Many homeowners felt that OneWest had no interest in working with them for a loan modification, and instead used evasive tactics to foreclose as quickly as possible. This behavior wasn’t just appalling; in many cases, it was illegal. A leaked memo from the California Attorney General’s Office detailed OneWest’s “widespread misconduct” and enumerated a litany of fraudulent practices, including backdating and manipulating legal documents, failing to give homeowners adequate notice of foreclosure, and offering predatory loan conditions in violation of state and federal laws. Warning signs were coming from inside the bank as well. In 2014, whistleblower Andrew Mitchell alerted the Department of Justice that OneWest was mishandling thousands of loan modification applications.

On Wednesday, January 18, 2017, Senator Elizabeth Warren held a “People’s Hearing” on the nomination of Steven Mnuchin and invited people who had been foreclosed on by OneWest to testify. The stories were heartbreaking and echoed a common theme: Dealing with OneWest was a bureaucratic nightmare that led to foreclosure no matter what the residents did.

Christina Clifford of Whittier, California, held back tears as she described how she lost her home of eight years despite her repeated efforts to work out a payment plan with OneWest and apply for a loan modification. When Christina mailed a loan modification application and a check for a partial payment to OneWest, she was hopeful that she could remain in her house. Months later, OneWest contacted her and told Christina they had not received her application. She knew that couldn’t be true. Her check to OneWest, sent in the exact same envelope, had been cashed. Without any other options, she resubmitted the loan modification application and sent a partial payment check. OneWest again cashed the check, and again told her they couldn’t approve her loan modification because they never received her application. In August 2009, Christina was forced to leave her house.
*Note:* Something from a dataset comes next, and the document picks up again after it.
PR #15750, opened 2026-06-01
feat(provider/google): add Gemini text-to-speech (speech) model support

31Carlton7:
## Background

`@ai-sdk/google` supports language, embedding, image, and video models, but not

As a result of OneWest’s business practices under Mnuchin’s leadership, hundreds of thousands of families lost their homes and millions of people’s lives were likely affected through the trail of foreclosures, homelessness, and displacement. As for Mnuchin himself, he personally received an estimated $380 million for his efforts at OneWest.

Steven Mnuchin should not be our next Secretary of the Treasury. His leadership and priorities at OneWest demonstrated him to be unqualified and unequipped for this position. It’s not just because OneWest’s behavior was abhorrent, and Mnuchin does not deserve to be rewarded with a high-level Cabinet position after his bank’s foreclosure practices. It’s because the Treasury Secretary is the single most important government position for economic policy, and will serve as the president’s top advisor for achieving economic growth, prosperity, and equality. It is the responsibility of the Treasury Secretary to ensure that the rules of the economy work for all Americans, not just the richest or most politically connected. How can Mnuchin be trusted to fight for the economic well-being of poor and middle-class Americans after working so long to put them out of their homes?

Devin Duffy is a Researcher at the Roosevelt Institute.